Pineapple is the general name for a flowering plant family, which holds more than 2000 species. Our familiar pineapple, Ananas comosus, is a perennial, tropical or near-tropical, herbaceous plant, achieving a height of 1-1 1/2meters. It is native to southern Brazil and Paraguay where wild relatives occur. The pineapple is a member of the family Bromeliaceae.
The fruit is large juicy, named also pineapple, with a sweet flesh ranging from almost white to yellow and a prickly outer skin. Pineapples are ready when they smell sweet and the spiky leaves, crown-forming top, let go easily.

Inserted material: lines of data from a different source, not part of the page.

PR #9355, opened 2022-07-25
fix: AutoSuggestBox.QuerySubmitted ChosenSuggestion should be null when selection does not match

aesteves900:
GitHub Issue (If applicable): closes #

## PR Type

What kind of change does this PR introduce?

## PR Checklist

Please check if your PR fulfills the following requirements:

- [ ] Docs have been added/updated which fit [documentation template](https://github.com/unoplatform/uno/blob/master/doc/.feature-template.md) (for bug fixes / features)
- [ ] [Unit Tests and/or UI Tests](https://github.com/unoplatform/uno/blob/master/doc/articles/uno-development/working-with-the-samples-apps.md) for the changes have been added (for bug fixes / features) (if applicable)
- [ ] Validated PR `Screenshots Compare Test Run` results.
- [ ] Contains **NO** breaking changes
- [ ] Associated with an issue (GitHub or internal) and uses the [automatic close keywords](https://help.github.com/en/github/managing-your-work-on-github/linking-a-pull-request-to-an-issue).
- [ ] Commits must be following the [Conventional Commits](https://www.conventionalcommits.org/en/v1.0.0/#summary) specification.

## Other information

Internal Issue (If applicable):

PR #1069, opened 2019-06-13
AutoSuggestBox works on Android

davidjohnoliver:
- fix hangs, crashes
 - ensure user can keep typing after suggestions appear. This is still somewhat limited relative to UWP, eg trying to change the position of the cursor will close the suggestions dropdown.

GitHub Issue (If applicable): fixes #1012 

## PR Type
What kind of change does this PR introduce?

Bugfix

## PR Checklist

Please check if your PR fulfills the following requirements:

- [ ] Tested code with current [supported SDKs](../README.md#supported)
- [ ] Docs have been added/updated which fit [documentation template](https://github.com/nventive/Uno/blob/master/doc/.feature-template.md). (for bug fixes / features)
- [ ] [Unit Tests and/or UI Tests](doc/articles/working-with-the-samples-apps.md) for the changes have been added (for bug fixes / features) (if applicable)
- [ ] [Wasm UI Tests](doc/articles/working-with-the-samples-apps.md#running-the-webassembly-ui-tests-snapshots) are not showing unexpected any differences
- [x] Contains **NO** breaking changes
- [x] Updated the [Release Notes](https://github.com/nventive/Uno/tree/master/doc/ReleaseNotes)
- [x] Associated with an issue (GitHub or internal)

## Other information

Internal Issue (If applicable):

PR #12431, opened 2023-05-26
fix(AutoSuggestBox): fix the issue that e.ChosenSuggestion is incorrect

TopProgrammer77:

## PR Type

- Bugfix

My behavior to detect the fix
1. Type Text "abc" on TextBox of AutoSuggestBox
2. Press Enter Key. QuerySubmitted handler will be called.
 
e. ChosenSuggestion will be "abc", the string value 
## What is the new behavior?

e.ChosenSuggestion have to be null.

## PR Checklist

## Other information

### DIFF
--- a/src/Uno.UI/UI/Xaml/Controls/AutoSuggestBox/AutoSuggestBox.cs
+++ b/src/Uno.UI/UI/Xaml/Controls/AutoSuggestBox/AutoSuggestBox.cs
@@ -369,9 +369,9 @@ namespace Windows.UI.Xaml.Controls
 
 		private void SubmitSearch(object item)
 		{
-			var finalResult = item ?? GetObjectText(Text);
+			var finalResult = item;
 
-			QuerySubmitted?.Invoke(this, new AutoSuggestBoxQuerySubmittedEventArgs(finalResult is "" ? null : finalResult, userInput));
+			QuerySubmitted?.Invoke(this, new AutoSuggestBoxQuerySubmittedEventArgs(finalResult, userInput));
 
 			IsSuggestionListOpen = false;
 		}
--- a/src/Uno.UI.RuntimeTests/Tests/Windows_UI_Xaml_Controls/Given_AutoSuggestBox.cs
+++ b/src/Uno.UI.RuntimeTests/Tests/Windows_UI_Xaml_Controls/Given_AutoSuggestBox.cs
@@ -211,6 +211,25 @@ namespace Uno.UI.RuntimeTests.Tests.Windows_UI_Xaml_Controls
 			await WindowHelper.WaitForIdle();
 			Assert.AreEqual("b2", SUT.Text);
 		}
+
+		[TestMethod]
+		public async Task When_Submitting_After_Typing_Text()
+		{
+			var SUT = new AutoSuggestBox();
+			SUT.QuerySubmitted += (s, e) =>
+			{
+				Assert.IsNull(e.ChosenSuggestion);
+			};
+			WindowHelper.WindowContent = SUT;
+			await WindowHelper.WaitForIdle();
+			SUT.ItemsSource = new List<string>() { "ab", "abc", "abcde" };
+			await WindowHelper.WaitForIdle();
+			SUT.Focus(FocusState.Programmatic);
+			SUT.Text = "abc";
+			await WindowHelper.WaitForIdle();
+			SUT.Focus(FocusState.Programmatic);
+			await WindowHelper.WaitForIdle();
+		}
 #endif
 
 		[TestMethod]


Youssef1313:
It looks like this supersedes https://github.com/unoplatform/uno/pull/9355?

@kazo0 Since you reviewed the other PR, could you take a look at this one?

Youssef1313 (commented):
I think we need to explicitly pass null here:

https://github.com/unoplatform/uno/blob/9d6de4b11df69c75a2038e31021565971424bf2f/src/Uno.UI/UI/Xaml/Controls/AutoSuggestBox/AutoSuggestBox.cs#L388

src/Uno.UI/UI/Xaml/Controls/AutoSuggestBox/AutoSuggestBox.cs
```diff
@@ -369,9 +369,9 @@ private void OnQueryButtonClick(object sender, RoutedEventArgs e)
 
 		private void SubmitSearch(object item)
 		{
-			var finalResult = item ?? GetObjectText(Text);
+			var finalResult = item;
 
-			QuerySubmitted?.Invoke(this, new AutoSuggestBoxQuerySubmittedEventArgs(finalResult is "" ? null : finalResult, userInput));
+			QuerySubmitted?.Invoke(this, new AutoSuggestBoxQuerySubmittedEventArgs(finalResult, userInput));
```
Youssef1313, line 374: There is no point in assigning `item` to `finalResult`, you can use `item` directly.

Youssef1313: The `userInput` argument is quite concerning as well. Should it be `Text`? @Xiaoy312 @kazo0

TopProgrammer77:
@Youssef1313 , I think I and @kazo0  mentioned the same issue.
But in my opinion, this https://github.com/unoplatform/uno/pull/9355/commits/9908c9cae502cc088899869ffbdbb977627e8fa9#diff-de2b6bd5a0b6291648b873f3002bbd0714881f89f15e0a4075033c7bc1e9e8baR332 has some mistake.
For example, when ItemsSource = { "a1", "a2" } and I type "a1" and then press Enter, ChosenSuggestion should be null, not "a1".
Because we didn't select the item "a1"

Youssef1313:
> @Youssef1313 , I think I and @kazo0 mentioned the same issue. But in my opinion, this [9908c9c#diff-de2b6bd5a0b6291648b873f3002bbd0714881f89f15e0a4075033c7bc1e9e8baR332](https://github.com/unoplatform/uno/commit/9908c9cae502cc088899869ffbdbb977627e8fa9#diff-de2b6bd5a0b6291648b873f3002bbd0714881f89f15e0a4075033c7bc1e9e8baR332) has some mistake. For example, when ItemsSource = { "a1", "a2" } and I type "a1" and then press Enter, ChosenSuggestion should be null, not "a1". Because we didn't select the item "a1"

Yes, but shouldn't we pass null here to get this correct behavior?

https://github.com/unoplatform/uno/blob/9d6de4b11df69c75a2038e31021565971424bf2f/src/Uno.UI/UI/Xaml/Controls/AutoSuggestBox/AutoSuggestBox.cs#L388

TopProgrammer77:
> but shouldn't we pass null here to get this correct behavior?

If the parameter of SubmitSearch is null, ChosenSuggestion will be null. So It will be correct.

TopProgrammer77:
@Youssef1313 , you mean _suggestionsList.SelectedItem can't be null?

TopProgrammer77:
> > @Youssef1313 , I think I and @kazo0 mentioned the same issue. But in my opinion, this [9908c9c#diff-de2b6bd5a0b6291648b873f3002bbd0714881f89f15e0a4075033c7bc1e9e8baR332](https://github.com/unoplatform/uno/commit/9908c9cae502cc088899869ffbdbb977627e8fa9#diff-de2b6bd5a0b6291648b873f3002bbd0714881f89f15e0a4075033c7bc1e9e8baR332) has some mistake. For example, when ItemsSource = { "a1", "a2" } and I type "a1" and then press Enter, ChosenSuggestion should be null, not "a1". Because we didn't select the item "a1"
> 
> Yes, but shouldn't we pass null here to get this correct behavior?
> 
> https://github.com/unoplatform/uno/blob/9d6de4b11df69c75a2038e31021565971424bf2f/src/Uno.UI/UI/Xaml/Controls/AutoSuggestBox/AutoSuggestBox.cs#L388

Yes, you are right, When query button is clicked, ChosenSuggestion shoud be null.
i.e. SubmitSearch(null);

src/Uno.UI/UI/Xaml/Controls/AutoSuggestBox/AutoSuggestBox.cs
TopProgrammer77: @Youssef1313 , In all cases, the event args QueryText property contains the text from the text box.
So in my opinion, userInput is always _textBox.Text

Youssef1313: > So in my opinion, userInput is always _textBox.Text

Is that *guaranteed*? If yes, why not be on the safe side and use `_textBox.Text` as it's more clear?

TopProgrammer77: > > So in my opinion, userInput is always _textBox.Text
> 
> Is that _guaranteed_? If yes, why not be on the safe side and use `_textBox.Text` as it's more clear?

Oh, I was wrong. when we type the text with keyborar to TextBox, userInput refers to _textBox.Text. Otherwise( like prgrammatically change of textbox.text), userInput isn't same with _textBox.Text.

TopProgrammer77: I think the second parameter should be _textBox.Text. userInput is wrong.
AutoSuggestBoxQuerySubmittedEventArgs.QueryText is clearly _textBox.Text,
Thank you, @Youssef1313

TopProgrammer77: How about giving Text ( i.e. this.Text) as QuerySubmit()?

Youssef1313: I'd prefer `_textBox.Text` since that is what the [documentation](https://learn.microsoft.com/en-us/uwp/api/windows.ui.xaml.controls.autosuggestbox?view=winrt-22621#query-submitted) explicitly says.

> In all cases, the event args [QueryText](https://learn.microsoft.com/en-us/uwp/api/windows.ui.xaml.controls.autosuggestboxquerysubmittedeventargs.querytext?view=winrt-22621#windows-ui-xaml-controls-autosuggestboxquerysubmittedeventargs-querytext) property contains the text from the text box.

TopProgrammer77: @Youssef1313 ,By testing, `this.Text` is wrong! Because this.Text is set after calling the QuerSubmitted handler.

TopProgrammer77: https://github.com/unoplatform/uno/blob/9d6de4b11df69c75a2038e31021565971424bf2f/src/Uno.UI/UI/Xaml/Controls/AutoSuggestBox/AutoSuggestBox.cs#L349-L358
@Youssef1313 , I think it should be fixed.
And I don't know well if _textBox.Text is right.

TopProgrammer77: By calling ChoseItem before SubmitSearch, the this.Text is already set before calling QuerySubmitted.

src/Uno.UI/UI/Xaml/Controls/AutoSuggestBox/AutoSuggestBox.cs
```diff
@@ -364,16 +360,15 @@ private void OnQueryButtonClick(object sender, RoutedEventArgs e)
...
 
 		private void SubmitSearch(object item)
 		{
-			var finalResult = item ?? GetObjectText(Text);
-
-			QuerySubmitted?.Invoke(this, new AutoSuggestBoxQuerySubmittedEventArgs(finalResult is "" ? null : finalResult, userInput));
+			QuerySubmitted?.Invoke(this, new AutoSuggestBoxQuerySubmittedEventArgs(item, _textBox.Text));
 
 			IsSuggestionListOpen = false;
+			_suggestionsList.SelectedItem = null;
```
Youssef1313, line 371: Why is this line added?

Youssef1313 (commented):
This code path might need some tweaking:

https://github.com/unoplatform/uno/blob/5a502acf4e125a485edc492aad8805da9a6ebb2f/src/Uno.UI/UI/Xaml/Controls/AutoSuggestBox/AutoSuggestBox.cs#L383

I don't think we should use `_suggestionsList.SelectedItem` *if* the suggestion list is closed. So maybe `SubmitSearch(IsSuggestionListOpen ? _suggestionsList.SelectedItem : null);`

TopProgrammer77:
@Youssef1313 , How can I fix this https://github.com/unoplatform/uno/pull/12431/checks?check_run_id=13838800371

Youssef1313:
I restarted the build and it's green now.

TopProgrammer77:
> I restarted the build and it's green now.

Thank you, @Youssef1313 . Could you approve this PR?

src/Uno.UI/UI/Xaml/Controls/AutoSuggestBox/AutoSuggestBox.cs
```diff
@@ -94,13 +94,9 @@ private void OnItemsChanged(IObservableVector<object> sender, IVectorChangedEven
 
 		protected override void OnItemsSourceChanged(DependencyPropertyChangedEventArgs e)
 		{
-			// Calling this method before base.OnItemsSourceChanged() ensures that, in the case of an ObservableCollection, the list
-			// subscribes to CollectionChanged before AutoSuggestBox does. This is important for Android because the list needs to
-			// notify RecyclerView of collection changes before UpdateSuggestionList() measures it, otherwise we get errors like
-			// "Inconsistency detected. Invalid view holder adapter position"
-			UpdateSuggestionList();
-
 			base.OnItemsSourceChanged(e);
```
jeromelaban, line 97: Changing this will likely break android, which was fixed at that time: https://github.com/unoplatform/uno/pull/1069. You can validate the behavior of this particular change with the android binary and the test provided here:

https://github.com/unoplatform/uno/blob/eee3d255b2ccac1adc311c61d4d59fc2ee1b2df7/src/SamplesApp/UITests.Shared/Windows_UI_Xaml_Controls/AutoSuggestBoxTests/BasicAutoSuggestBox.xaml#L1

TopProgrammer77: Currently, I don't have the environment that I can test with Android. How about adding one more after base.OnItemsSourceChanged(e)?

```
UpdateSuggestionList();
base.OnItemsSourceChanged(e);
UpdateSuggestionsList();
```
Anyway, UpdateSuggestionsList() have to be after `base.OnItemSourceChanged(e);`

TopProgrammer77: When I build SamplesApp.Droid, I have some error related with Xamarainmac20.
How can I fix it? Can I remove the Xamarainmac20 in TargetPlatform of all the .csproj to fix?

Youssef1313: @TopProgrammer77 Which solution filter you are dealing with? What UnoTargetFrameworkOverride value are you using? and what is the error?

TopProgrammer77: @Youssef1313 ,Where to set the UnoTargetFrameworkOverride?

TopProgrammer77: > Changing this will likely break android, which was fixed at that time: #1069. You can validate the behavior of this particular change with the android binary and the test provided here:
> 
> https://github.com/unoplatform/uno/blob/eee3d255b2ccac1adc311c61d4d59fc2ee1b2df7/src/SamplesApp/UITests.Shared/Windows_UI_Xaml_Controls/AutoSuggestBoxTests/BasicAutoSuggestBox.xaml#L1

@jeromelaban , I tested in Android and the error was not detected. The error is resolved by @Xiaoy312 in https://github.com/unoplatform/uno/blob/3be20e489d67ed2c024163173f492ccb82566fbc/src/Uno.UI/UI/Xaml/Controls/ItemsControl/ItemsControl.cs#L688

TopProgrammer77: The android issue was related with https://github.com/unoplatform/uno/pull/12158. By merging this [PR](https://github.com/unoplatform/uno/pull/12158), it was resolved. So I think it is right to call `UpdateSuggestionList()` after `base.OnItemsSourceChanged(e)`.

MartinZikmund (approved):
As the related Android issue appears fixed, it seems this change is ok

TopProgrammer77:
Thank you so much. @MartinZikmund

DierkDroth:
@MartinZikmund would it be possible to get this PR merged? I would be happy to run some tests as a new build would be available.

Youssef1313 (approved):
LGTM, assuming the change to call `UpdateSuggestionList` later was well-tested on Android.

src/Uno.UI/UI/Xaml/Controls/AutoSuggestBox/AutoSuggestBox.cs
jeromelaban: It's generally best to avoid resolving comments until the maintainers have actually provided the resolution.

I've been able to test the changes on a device, and it is working properly. Thanks for the research!

DierkDroth:
@TopProgrammer77 @Youssef1313 @jeromelaban unfortunately this fix breaks the AutoSuggestBox completely. It possibly has fixed the orginal issue but now an issue is exposed (it might be a different issue, not sure) which makes the AutoSuggestBox completely unusable in my project and actually prevents me from upgrading to this build :-(

Anyway, after much hair-pulling I was able to isolate the cause of trouble. Please see attached simple repo, run it on WASM and check out the comments I left in sources. 

Is there any chance to get this fixed? As mentioned this is road block which prevents me upgrading UNO at all. Thanks in advance

[AutoSuggestBox5.zip](https://github.com/unoplatform/uno/files/11702283/AutoSuggestBox5.zip)

Youssef1313:
@DierkDroth Can you open an issue to better track this?

DierkDroth:
@Youssef1313 to clarify. So you're sure it's a different issue and not related? #12583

The fruit is fat-free, very low in sodium, cholesterol-free, high in vitamin C, vitamin A and vitamin B1. Pineapples are also rich in the inorganic trace mineral manganese, a mineral that is required for your body to construct bone and connective tissues.
Fresh pineapples contain the protein-splitting enzyme, Bromelain, the same enzyme found also in fresh kiwi, papaya and babaco. This substance makes protein containing, foods tender and easier to digest. However, cooking (e.g. canned pineapple) turns the enzyme nonoperational.
Juice from unripened pineapple fruit stimulates uterine contractions and shouldn't be given to a pregnant woman. Juice of the right fruit remedies gastric irritability in pyrexia and is very instrumental in jaundice. It can be added to fruit salad, pies, cakes, ice cream, yogurt, punches, and sweets.